=== Begin Enclosure ===
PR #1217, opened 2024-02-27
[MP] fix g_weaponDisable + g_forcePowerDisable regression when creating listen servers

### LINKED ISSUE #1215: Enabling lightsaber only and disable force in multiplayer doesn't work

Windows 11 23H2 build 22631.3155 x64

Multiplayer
=== End Enclosure ===
=== Begin Enclosure ===
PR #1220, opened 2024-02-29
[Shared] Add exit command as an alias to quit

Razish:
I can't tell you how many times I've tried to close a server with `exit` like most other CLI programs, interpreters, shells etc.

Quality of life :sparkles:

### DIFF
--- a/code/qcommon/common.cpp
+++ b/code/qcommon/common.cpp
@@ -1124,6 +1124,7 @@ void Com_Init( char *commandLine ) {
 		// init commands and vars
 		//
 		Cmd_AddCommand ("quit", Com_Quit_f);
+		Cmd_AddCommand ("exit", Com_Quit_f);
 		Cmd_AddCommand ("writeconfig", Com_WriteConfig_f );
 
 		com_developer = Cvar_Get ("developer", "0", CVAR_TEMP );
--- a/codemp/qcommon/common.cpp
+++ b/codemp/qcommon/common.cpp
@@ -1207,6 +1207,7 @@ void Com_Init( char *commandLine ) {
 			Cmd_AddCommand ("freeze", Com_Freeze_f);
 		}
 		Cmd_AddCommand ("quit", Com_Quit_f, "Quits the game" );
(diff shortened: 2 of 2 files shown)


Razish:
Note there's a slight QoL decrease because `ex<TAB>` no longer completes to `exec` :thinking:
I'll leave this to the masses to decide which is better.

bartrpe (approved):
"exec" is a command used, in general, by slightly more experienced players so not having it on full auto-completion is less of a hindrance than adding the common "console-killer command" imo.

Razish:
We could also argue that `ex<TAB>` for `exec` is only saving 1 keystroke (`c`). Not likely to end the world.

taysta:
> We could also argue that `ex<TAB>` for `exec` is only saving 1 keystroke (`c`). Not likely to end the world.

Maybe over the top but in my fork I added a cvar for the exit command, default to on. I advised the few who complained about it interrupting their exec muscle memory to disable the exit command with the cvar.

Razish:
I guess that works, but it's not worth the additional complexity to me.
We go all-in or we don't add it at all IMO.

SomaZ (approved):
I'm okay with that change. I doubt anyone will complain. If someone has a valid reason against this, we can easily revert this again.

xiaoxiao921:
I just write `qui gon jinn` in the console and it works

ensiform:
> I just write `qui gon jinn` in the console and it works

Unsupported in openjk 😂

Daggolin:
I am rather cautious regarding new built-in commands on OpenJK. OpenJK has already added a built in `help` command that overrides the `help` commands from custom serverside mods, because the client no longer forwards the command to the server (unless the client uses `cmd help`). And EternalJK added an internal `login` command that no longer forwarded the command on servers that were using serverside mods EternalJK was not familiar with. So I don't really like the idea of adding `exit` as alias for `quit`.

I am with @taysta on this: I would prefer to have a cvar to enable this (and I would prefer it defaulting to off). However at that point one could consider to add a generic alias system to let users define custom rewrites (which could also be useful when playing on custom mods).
=== End Enclosure ===
▶ **Task directions**: Please report how many lines in the records contain the string "void", and write nothing besides that number.

▶ **Result of this exercise**: 2